Cubed steak, breaded and fried in bacon grease.  In another pan, fry up breakfast sausage and make a cream gravy out of it with a whole bunch of pepper.   Now it depends on whether you are eating breakfast, lunch or dinner what gets served with it.


----------



## Selkie (Sep 7, 2011)

Locally they bread and deep fry a tenderized cube steak, then smother it with thick white gravy and serve it with hash browns and biscuits. You can hear arteries pop and snap, and paramedics are put on standby whenever anyone receives that breakfast platter!


----------



## PrincessFiona60 (Sep 7, 2011)

Selkie said:


> Locally they bread and deep fry a tenderized cube steak, then smother it with thick white gravy and serve it with hash browns and biscuits. You can hear arteries pop and snap, and paramedics are put on standby whenever anyone receives that breakfast platter!



Yeah, I'm not supposed to eat it anymore...I do anyway, I figure either the Lipitor knocks it out or the steak wins.


----------



## Kayelle (Sep 8, 2011)

4meandthem said:


> I would like to hear about your variations on the classic Chicken Fried Steak and/or how you serve it.
> 
> I make mine by breading and frying cube steak and then I top it with a slice of tomatoe, a couple of slices of avacado, and then a slice of swiss cheese. I pop it under the broiler for a few minutes to melt the chese.



That sounds so good to me, and so "California" 4me!  
You should call it "California Chicken Fried Steak".


----------



## JuanaCook (Sep 8, 2011)

Cube steaks, dredged in seasoned flour, fried in bacon drippings usually drizzled with a peppered milk gravy that literally screams for a good mashed and a veggie .


----------



## BigAL (Sep 9, 2011)

The "usual" out here is sausage gravy over well fried minute steak w/a side of mash.  A way we also like it is as a sammie, chicken fry covered w/nacho cheese on a bun.

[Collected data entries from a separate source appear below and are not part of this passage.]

PR #143365, opened 2026-09-09
fix(browser): prevent premature existing-session timeouts

steipete:
## What Problem This Solves

Fixes an issue where existing-session browser waits and evaluations could lose their transport before their advertised execution time elapsed. Regression cases demonstrate a default wait being cut off at 25 seconds and a requested 180-second evaluation being cut off at 125.25 seconds.

Nested action calls and navigation probes also renewed their individual timeouts, while cancellation could stop at a DNS lookup or disappear during final URL handling.

## Why This Change Was Made

The existing-session route now owns one overall deadline spanning tab preparation, action execution and response completion. Action steps share an execution window; navigation verification shares a separate bounded allowance. Cancellation reaches the existing MCP and DNS mechanisms, and late completion cannot dispatch another action step or produce success.

The shared transport calculation covers both browser backends while retaining Playwright's sequential action and batch accounting. Canonical timeout-capability metadata avoids misclassifying valid inputs before route normalization. Existing-session wait and navigation helpers now have a separate owning module.

## User Impact

Existing-session waits and evaluations can use their supported execution budgets. Filling and submitting with `type` share one action budget instead of receiving a fresh timeout for each internal step. Navigation probes share their verification allowance, and cancellation stops waiting on DNS through the existing resolver. The CLI reference documents these bounds.

## Evidence

The frozen runtime candidate passed 578 owner and sibling tests across 14 files on Linux with supported Node 24.19 and pnpm 12.3.4. Before/after cases cover transport truncation, action and verification cancellation, DNS and final URL cancellation, slow tab preparation, and normalized click inputs. Existing Playwright, CLI, client and tool cases are included.

Independent review completed with no accepted findings. A whitespace-input concern was rejected after real client/route checks confirmed that normalization removes blank text before execution. All 27 final changed-file check stages passed after removing an obsolete lint suppression and its baseline entry. Runtime and test bytes are unchanged from the 578-test candidate. These are synthetic client/route tests with mocked Chrome MCP operations, not a live browser session.

### DIFF
--- a/config/assertion-safety-baseline.txt
+++ b/config/assertion-safety-baseline.txt
@@ -90,7 +90,7 @@ extensions/browser/src/browser/pw-tools-core.snapshot.ts	1
 extensions/browser/src/browser/pw-tools-core.state.ts	2
 extensions/browser/src/browser/routes/agent.act.normalize.ts	1
 extensions/browser/src/browser/routes/agent.act.shared.ts	3
-extensions/browser/src/browser/routes/agent.act.ts	2
+extensions/browser/src/browser/routes/agent.act.ts	1
 extensions/browser/src/browser/routes/agent.shared.ts	2
 extensions/browser/src/browser/routes/agent.snapshot.ts	8
 extensions/browser/src/browser/routes/agent.storage.ts	2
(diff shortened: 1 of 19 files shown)


steipete:
Merged via squash.

- Prepared head SHA: [e4f6915d33d1c93170c960182b7ddb8a4ae6cf4a](https://github.com/openclaw/openclaw/pull/143365/commits/e4f6915d33d1c93170c960182b7ddb8a4ae6cf4a)
- Landed commit: [edfcd0ae70cb807e108eac8a4693f8e0864ce1ed](https://github.com/openclaw/openclaw/commit/edfcd0ae70cb807e108eac8a4693f8e0864ce1ed)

Any way you do it, it will be good.


----------



## forty_caliber (Sep 9, 2011)

Tenderized cube steak, bathed in cayenne egg wash, pressed into salt and pepper flour until all surfaces are heavily coated then pan fried in bacon fat until GBD.  De-glaze pan with brandy and build cream gravy from the drippings.  Serve mashed potatoes, and black eye peas. 

.40


----------



## Uncle Bob (Sep 9, 2011)

forty_caliber said:


> Tenderized cube steak, bathed in cayenne egg wash, pressed into salt and pepper flour until all surfaces are heavily coated then pan fried in bacon fat until GBD.  De-glaze pan with brandy and build cream gravy from the drippings.  Serve mashed potatoes, and black eye peas.
> 
> .40



I'd eat my share of that!!! Good call on da peas!!!


----------



## texherp (Sep 9, 2011)

I season mine with a little allspice and lots of black pepper.  I also bread mine with flour-egg-flour and freeze them individually.  I fry them directly from frozen which allows the outside to crisp without overcooking the meat.  And I find it very important to have the oil deep enough to cover the top of the steak so the top doesn't get soggy.  I also fry them outside in a little cast iron skillet on an electric burner so I can really ramp up the heat to get it crisp and so it doesn't stink up the house.  I make chicken fried steak a lot!


----------



## Kayelle (Sep 9, 2011)

texherp said:


> I season mine with a little allspice and lots of black pepper.  I also bread mine with flour-egg-flour and freeze them individually.  I fry them directly from frozen which allows the outside to crisp without overcooking the meat.  And I find it very important to have the oil deep enough to cover the top of the steak so the top doesn't get soggy.  I also fry them outside in a little cast iron skillet on an electric burner so I can really ramp up the heat to get it crisp and so it doesn't stink up the house.  I make chicken fried steak a lot!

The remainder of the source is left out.